PROBLEM REQUIREMENTS:
Out of the records below, copy all lines in which the word "have" occurs.

*** EXCERPTED RECORDS ***

Issue #5359, opened 2016-06-16
(Docs) markdown regression due to typography overhaul


nolanlawson:
As noted on Twitter: https://twitter.com/optikfluffel/status/743462052849680384

It appears that anywhere we include an alert block, the markdown gets lost immediately afterwards. Since I didn't have time to look into this, I just reverted fdbaaf08e233e2b58de89981a596a505a256cd60. in a branch and did `npm run publish-site` as a hotfix. It's still broken in master.

/cc @nickcolley Sorry for not noticing this during the PR

nolanlawson:
You can see this on both the custom.html page and the adapters.html page (it's particularly bad there).

nickcolley:
Normally I've found this happens when there's whitespace issues. E.g. making sure there's no indentation and markup is on one line normally fixes these kinds of things.

Will try and sort this soon if someone else doesn't suss is out

daleharvey:
Fixed in https://github.com/pouchdb/pouchdb/commit/1c4475fea51f6b8017212bf58955003c9706022e

PR #5362, opened 2016-06-17
(#5359) - Remove whitespace that breaks markdown rendering

nickcolley:
Honestly don't understand what magic Jekyll is doing... Wish I knew why whitespace is so weird here..

### DIFF
--- a/docs/_includes/anchor.html
+++ b/docs/_includes/anchor.html
@@ -3,19 +3,4 @@
 {% else %}
   {% assign class = 'h2' %}
 {% endif %}
-<div class='{{ class }}'>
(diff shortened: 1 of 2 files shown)


daleharvey:
This fixed the adapters page, but still seeing http://0.0.0.0:4000/faq.html broken, I went through pretty much every page and thats the only one left I can see, any chance you could fix that then 👍 cheers

nickcolley:
Okay so I've just made the include all on one line, painful for maintaining but less likely to have side effects...

daleharvey:
Ugh jekyll is weird, thanks for figuring this out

*** End of EXCERPTED RECORDS ***

ANSWER TO THIS TASK:
It appears that anywhere we include an alert block, the markdown gets lost immediately afterwards. Since I didn't have time to look into this, I just reverted fdbaaf08e233e2b58de89981a596a505a256cd60. in a branch and did `npm run publish-site` as a hotfix. It's still broken in master.
Okay so I've just made the include all on one line, painful for maintaining but less likely to have side effects...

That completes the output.